┌──

Issue #14010, opened 2020-05-04
The times displayed by Cockpit are confusing re timezones


mvollmer:
This comes from https://bugzilla.redhat.com/show_bug.cgi?id=1824144

There is potential for confusion when Cockpit displays absolute times, such as with systemd timer units. It is not clear relative to what timezone the display should be interpreted.

Cockpit could help by explicitly displaying the timezone. People have also asked for being able to set the timezone that Cockpit uses to display times.

![image](https://user-images.githubusercontent.com/3228183/80940156-8796f300-8de7-11ea-8ceb-9b5b1ae1d275.png)

![image](https://user-images.githubusercontent.com/3228183/80940219-c0cf6300-8de7-11ea-8dcc-28457848f4e2.png)

![image](https://user-images.githubusercontent.com/3228183/80940252-e197b880-8de7-11ea-9cae-b8d5f508be97.png)

mvollmer:
@andreasn @garrett what do you think?

martinpitt:
Indeed there's a possible mix between the browser's time zone (using moment) and the server's time zone -- I'm not sure if all of our time stamps are formatted client  side using moment, or if we get some pre-formatted stamps from the server.

It feels a bit like clutter to me to repeat the time zone for every time that we display, but we could at least have a PoC how it would look like.

garrett:
## Discussion

The more we can reduce the clutter, the better:
- We're showing seconds where it doesn't really matter. 
- In many cases, we should probably not show the year either (unless it's different from current).

I'd suggest a standard date formatter that makes dates as short as possible, but provide a hover+focus state where there's a way to get the complete date, including timezones. (I guess we're using moment for this, but might be nice to wrap it to have a consistent, simple API for everything to use.)

If we had a formatter like this, we could specify that timezones are wanted (for some cases, like failed log in attempts). It _feels_ like we want timezones for login times, as that's from a user and can be done anywhere. 

**Example**: If someone is logging in on my account at a weird time, I'd like to know. If it says 11:42 AM, and that's plausable in my timezone, it was probably a typo. If it says 11:42 AM (PST), I might think a moment and realize that's 20:42 here — and it wasn't me (unless I was working late). If Cockpit shows me 20:42 (CEST), then I _know_ it wasn't me without even having to think about it.

**So**: I think showing in browser's local time is almost always what we want to do. And clarify the timezone for logins.

## Text "mockups"

Examples:

> There was 1 failed login attempt since the last successful login. 
[...]

PR #15626, opened 2021-03-31
test: Run browser in a different timezone

### LINKED ISSUE #1957: Run avocado phantomjs process in different timezone
In order to catch the same bugs that the old tests used to, the phantomjs should be run in a different timezone than cockpit and the rest of the server.

This is important for any test that touches the timezone or any date value.

marusak:
Using Kolkata as that is 5 hours and 30 minutes ahead of UTC thus will
provide unexpected dates if we use something incorrectly.

Fixes #1957

When I run chromium with TZ it produces: (Notice computer time, system time in cockpit and last login time which normally would be the same as current time).
timeZ

Running tests to see if and what this breaks.

### DIFF
--- a/test/common/cdp.py
+++ b/test/common/cdp.py
@@ -269,6 +269,8 @@ class CDP:
             environ = os.environ.copy()
             environ["HOME"] = self._browser_home
             environ["LC_ALL"] = "C.UTF-8"
+            # Run in Kolkota time zone that is shifted by +5:30 to GMT
+            environ["TZ"] = "Asia/Kolkata"
             # this might be set for the tests themselves, but we must isolate caching between tests
             try:
                 del environ["XDG_CACHE_HOME"]
--- a/test/verify/check-metrics
+++ b/test/verify/check-metrics
@@ -169,7 +169,7 @@ class TestHistoryMetrics(MachineCase):
         # VM just started, we don't have 12 hours of data
         b.wait_in_text(".metrics .pf-c-alert", "No data available between")
         # initial data gap is < 24 hours, does not show date
-        year = m.execute("date +%Y").strip()
+        year = m.execute("TZ='Asia/Kolkata' date +%Y").strip()
         self.assertNotIn(year, b.text(".metrics .pf-c-alert"))
 
         # can try to load earlier data; only updates "no data" alert as there is no data
--- a/test/verify/check-system-journal
+++ b/test/verify/check-system-journal
@@ -28,7 +28,7 @@ sleep_crash_list_sel = "#journal-box .cockpit-logline .cockpit-log-message:conta
 class TestJournal(MachineCase):
     def setUp(self):
         super().setUp()
-        self.test_start_time = self.machine.execute("date +%s").strip()
+        self.test_start_time = self.machine.execute("TZ='Asia/Kolkata' date +%s").strip()
 
     def injectExtras(self):
         self.browser.inject_js("""
--- a/test/verify/check-system-services
+++ b/test/verify/check-system-services
@@ -277,8 +277,8 @@ Unit=test.service
         b.wait_text(self.svc_sel('test-onboot.timer') + ' .service-unit-triggers', '')
         run_cmd(f"systemctl {params} start test-onboot.timer")
         # Check the next run. Since it triggers 200mins after the boot, it might be today or tomorrow (after 20:40)
-        today_stamp = int(m.execute("date +%s").strip())
-        today_plus_200min = m.execute(f"date --date=@{today_stamp + 200 * 60} '+%b %-d, %Y'").strip()
+        today_stamp = int(m.execute("TZ='Asia/Kolkata' date +%s").strip())
+        today_plus_200min = m.execute(f"TZ='Asia/Kolkata' date --date=@{today_stamp + 200 * 60} '+%b %-d, %Y'").strip()
         b.wait_in_text(self.svc_sel('test-onboot.timer') + ' .service-unit-next-trigger', today_plus_200min)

└──

ASSIGNMENT: Could you type out every entry again exactly as it stands?

WORKED SOLUTION:
Issue #14010, opened 2020-05-04
The times displayed by Cockpit are confusing re timezones


mvollmer:
This comes from https://bugzilla.redhat.com/show_bug.cgi?id=1824144

There is potential for confusion when Cockpit displays absolute times, such as with systemd timer units. It is not clear relative to what timezone the display should be interpreted.

Cockpit could help by explicitly displaying the timezone. People have also asked for being able to set the timezone that Cockpit uses to display times.

![image](https://user-images.githubusercontent.com/3228183/80940156-8796f300-8de7-11ea-8ceb-9b5b1ae1d275.png)

![image](https://user-images.githubusercontent.com/3228183/80940219-c0cf6300-8de7-11ea-8dcc-28457848f4e2.png)

![image](https://user-images.githubusercontent.com/3228183/80940252-e197b880-8de7-11ea-9cae-b8d5f508be97.png)

mvollmer:
@andreasn @garrett what do you think?

martinpitt:
Indeed there's a possible mix between the browser's time zone (using moment) and the server's time zone -- I'm not sure if all of our time stamps are formatted client  side using moment, or if we get some pre-formatted stamps from the server.

It feels a bit like clutter to me to repeat the time zone for every time that we display, but we could at least have a PoC how it would look like.

garrett:
## Discussion

The more we can reduce the clutter, the better:
- We're showing seconds where it doesn't really matter. 
- In many cases, we should probably not show the year either (unless it's different from current).

I'd suggest a standard date formatter that makes dates as short as possible, but provide a hover+focus state where there's a way to get the complete date, including timezones. (I guess we're using moment for this, but might be nice to wrap it to have a consistent, simple API for everything to use.)

If we had a formatter like this, we could specify that timezones are wanted (for some cases, like failed log in attempts). It _feels_ like we want timezones for login times, as that's from a user and can be done anywhere. 

**Example**: If someone is logging in on my account at a weird time, I'd like to know. If it says 11:42 AM, and that's plausable in my timezone, it was probably a typo. If it says 11:42 AM (PST), I might think a moment and realize that's 20:42 here — and it wasn't me (unless I was working late). If Cockpit shows me 20:42 (CEST), then I _know_ it wasn't me without even having to think about it.

**So**: I think showing in browser's local time is almost always what we want to do. And clarify the timezone for logins.

## Text "mockups"

Examples:

> There was 1 failed login attempt since the last successful login. 
[...]

PR #15626, opened 2021-03-31
test: Run browser in a different timezone

### LINKED ISSUE #1957: Run avocado phantomjs process in different timezone
In order to catch the same bugs that the old tests used to, the phantomjs should be run in a different timezone than cockpit and the rest of the server.

This is important for any test that touches the timezone or any date value.

marusak:
Using Kolkata as that is 5 hours and 30 minutes ahead of UTC thus will
provide unexpected dates if we use something incorrectly.

Fixes #1957

When I run chromium with TZ it produces: (Notice computer time, system time in cockpit and last login time which normally would be the same as current time).
timeZ

Running tests to see if and what this breaks.

### DIFF
--- a/test/common/cdp.py
+++ b/test/common/cdp.py
@@ -269,6 +269,8 @@ class CDP:
             environ = os.environ.copy()
             environ["HOME"] = self._browser_home
             environ["LC_ALL"] = "C.UTF-8"
+            # Run in Kolkota time zone that is shifted by +5:30 to GMT
+            environ["TZ"] = "Asia/Kolkata"
             # this might be set for the tests themselves, but we must isolate caching between tests
             try:
                 del environ["XDG_CACHE_HOME"]
--- a/test/verify/check-metrics
+++ b/test/verify/check-metrics
@@ -169,7 +169,7 @@ class TestHistoryMetrics(MachineCase):
         # VM just started, we don't have 12 hours of data
         b.wait_in_text(".metrics .pf-c-alert", "No data available between")
         # initial data gap is < 24 hours, does not show date
-        year = m.execute("date +%Y").strip()
+        year = m.execute("TZ='Asia/Kolkata' date +%Y").strip()
         self.assertNotIn(year, b.text(".metrics .pf-c-alert"))
 
         # can try to load earlier data; only updates "no data" alert as there is no data
--- a/test/verify/check-system-journal
+++ b/test/verify/check-system-journal
@@ -28,7 +28,7 @@ sleep_crash_list_sel = "#journal-box .cockpit-logline .cockpit-log-message:conta
 class TestJournal(MachineCase):
     def setUp(self):
         super().setUp()
-        self.test_start_time = self.machine.execute("date +%s").strip()
+        self.test_start_time = self.machine.execute("TZ='Asia/Kolkata' date +%s").strip()
 
     def injectExtras(self):
         self.browser.inject_js("""
--- a/test/verify/check-system-services
+++ b/test/verify/check-system-services
@@ -277,8 +277,8 @@ Unit=test.service
         b.wait_text(self.svc_sel('test-onboot.timer') + ' .service-unit-triggers', '')
         run_cmd(f"systemctl {params} start test-onboot.timer")
         # Check the next run. Since it triggers 200mins after the boot, it might be today or tomorrow (after 20:40)
-        today_stamp = int(m.execute("date +%s").strip())
-        today_plus_200min = m.execute(f"date --date=@{today_stamp + 200 * 60} '+%b %-d, %Y'").strip()
+        today_stamp = int(m.execute("TZ='Asia/Kolkata' date +%s").strip())
+        today_plus_200min = m.execute(f"TZ='Asia/Kolkata' date --date=@{today_stamp + 200 * 60} '+%b %-d, %Y'").strip()
         b.wait_in_text(self.svc_sel('test-onboot.timer') + ' .service-unit-next-trigger', today_plus_200min)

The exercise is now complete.